## Exercise prompt:
Show, from the records below, all lines that contain the word "still".
┌──
PR #2011, opened 2019-05-23
IPAM utilization reporting

neiljerram:
## Todos
- [x] Tests
- [x] Documentation - at https://github.com/projectcalico/calico/pull/2636
- [x] Release note - at https://github.com/projectcalico/libcalico-go/pull/1087

### DIFF
--- a/Makefile
+++ b/Makefile
@@ -398,7 +398,7 @@ foss-checks: vendor
 ###############################################################################
 .PHONY: ci
 ## Run what CI runs
-ci: clean build-all static-checks ut st image-all
+ci: clean build-all static-checks test image-all
 
 ###############################################################################
 # CD
--- a/Makefile
+++ b/Makefile
@@ -5,7 +5,7 @@ default: build
 all: build
 
 ## Run the tests for the current platform/architecture
-test: ut st
+test: ut fv st
 
 ###############################################################################
 # Both native and cross architecture builds are supported.
@@ -318,6 +318,20 @@ ut: bin/calicoctl-linux-amd64
 		-e LOCAL_USER_ID=$(LOCAL_USER_ID) \
 		$(LOCAL_BUILD_MOUNTS) \
 		$(CALICO_BUILD) sh -c 'cd /go/src/$(PACKAGE_NAME) && ginkgo -cover -r --skipPackage vendor calicoctl/* $(GINKGO_ARGS)'
+
+###############################################################################
+# FVs
+###############################################################################
+.PHONY: fv
+## Run the tests in a container. Useful for CI, Mac dev.
+fv: bin/calicoctl-linux-amd64 run-etcd-host
+	docker run --rm -v $(CURDIR):/go/src/$(PACKAGE_NAME):rw \
+		--net=host -e LOCAL_USER_ID=$(LOCAL_USER_ID) \
+		$(LOCAL_BUILD_MOUNTS) \
+	        -v $(CURDIR)/.go-pkg-cache:/go-cache/:rw \
+                -e GOCACHE=/go-cache \
+		$(CALICO_BUILD) sh -c 'cd /go/src/$(PACKAGE_NAME) && go test ./tests/fv'
+	$(MAKE) stop-etcd
 
 ###############################################################################
 # STs
--- a/Makefile
+++ b/Makefile
@@ -324,7 +324,8 @@ ut: bin/calicoctl-linux-amd64
 ###############################################################################
 .PHONY: fv
 ## Run the tests in a container. Useful for CI, Mac dev.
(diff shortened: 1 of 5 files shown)


calicoctl/commands/test_ipam.go
```diff
@@ -0,0 +1,60 @@
...
+	"fmt"
+	"strings"
+
+	"github.com/docopt/docopt-go"
+
+	"github.com/projectcalico/calicoctl/calicoctl/commands/constants"
+	"github.com/projectcalico/calicoctl/calicoctl/commands/test_ipam"
+)
+
+func TestIPAM(args []string) error {
```
caseydavenport: This is neat and seems useful to have.

however, I worry about adding it to calicoctl itself since users might not really understand it.


I think at a minimum we should have it be under some clearly named subcommand - e.g., `calicoctl unsupported test-ipam` or something like that.

Even better might just be to have a second tool that this repo builds that is only used for test purposes and not actually supplied to users.

And even better, I think my dream would be that instead of building a tool at all, we simply write the tests that require this in golang so they can just import the logic they need. WDYT?

caseydavenport:
I'm really excited about this!

A few quick thoughts on the output format

```
IP Pool 10.65.0.0/16 'ipam-test-v4'
    Block 10.65.79.0/26    59/64 IPs still available (92%)
IP Pool fd5f:a1b3:64::/48 'ipam-test-v6'
    Block fd5f:a1b3:64:4f2c:ec1b:27b9:1989:77c0/122    57/64 IPs still available (89%)
IP Pool 0.0.0.0/0 'orphaned allocation blocks'
    (no blocks)
```

I wonder if we should use a table format, similar to other calicoctl commands, with headings, columns, rows, etc. e.g,

```
POOL          CIDR                    UTILIZATION
my-pool       192.168.0.0/24          200/256 (78%)
```

Note the above also switches to counting the number of used IPs rather than the number of free IPs. Not sure which is better... it felt more intuitive to me that 100% would mean "full" rather than "empty". 

This is different from the current format of `calicoctl ipam show --ip`, but I think is probably easier to read and more consistent with other commands. 

We could then do a `-o yaml` or something to show the per-block stuff (though note that per-block isn't required for this first drop).

e.g.,

```
calicoctl ipam show my-pool -o yaml

- pool: my-pool
  cidr: 192.168.0.0/16
  blocks:
  - cidr: 192.168.0.0/26
    node: somenode
    usedIPs: 53
```

fasaxc:
Maybe `s/UTILIZATION/USED/`, that's a common idiom used by commands like `df` and `free`

```
              total        used        free      shared  buff/cache   available
Mem:       32568508     4424304    21417956      443144     6726248    27232104
Swap:       1003516           0     1003516
```

neiljerram:
@fasaxc @caseydavenport On the point about whether to report (primarily) the number in use, or the number available, I would personally be happy either way, but was swayed by the language in our customer request (RFE-137), which specifically asks for "how many IPs we still have available in a pool." Hence I broke the tie on that side. WDYT?

caseydavenport:
I like the idea of reporting both "USED" and "FREE", so the user can take their pick :)

neiljerram:
Note: needs glide update after https://github.com/projectcalico/libcalico-go/pull/1087 has merged.

neiljerram:
Sample output for `calicoctl ipam show`:
```
+----------+-------------------+------------+---------------+
| GROUPING |       CIDR        | IPS IN USE | IPS AVAILABLE |
+----------+-------------------+------------+---------------+
| IP Pool  | 10.65.0.0/16      | 5/64 (7%)  | 59/64 (92%)   |
| IP Pool  | fd5f:abcd:64::/48 | 7/64 (10%) | 57/64 (89%)   |
+----------+-------------------+------------+---------------+
```
and for `calicoctl ipam show --show-blocks`:
```
+----------+-------------------------------------------+------------+---------------+
| GROUPING |                   CIDR                    | IPS IN USE | IPS AVAILABLE |
+----------+-------------------------------------------+------------+---------------+
| IP Pool  | 10.65.0.0/16                              | 5/64 (7%)  | 59/64 (92%)   |
| Block    | 10.65.79.0/26                             | 5/64 (7%)  | 59/64 (92%)   |
| IP Pool  | fd5f:abcd:64::/48                         | 7/64 (10%) | 57/64 (89%)   |
| Block    | fd5f:abcd:64:4f2c:ec1b:27b9:1989:77c0/122 | 7/64 (10%) | 57/64 (89%)   |
+----------+-------------------------------------------+------------+---------------+
```

caseydavenport:
Docs completed here, updating label: https://github.com/projectcalico/calico/pull/2636#pullrequestreview-243285554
└──
## Result of this exercise:
    Block 10.65.79.0/26    59/64 IPs still available (92%)
    Block fd5f:a1b3:64:4f2c:ec1b:27b9:1989:77c0/122    57/64 IPs still available (89%)
@fasaxc @caseydavenport On the point about whether to report (primarily) the number in use, or the number available, I would personally be happy either way, but was swayed by the language in our customer request (RFE-137), which specifically asks for "how many IPs we still have available in a pool." Hence I broke the tie on that side. WDYT?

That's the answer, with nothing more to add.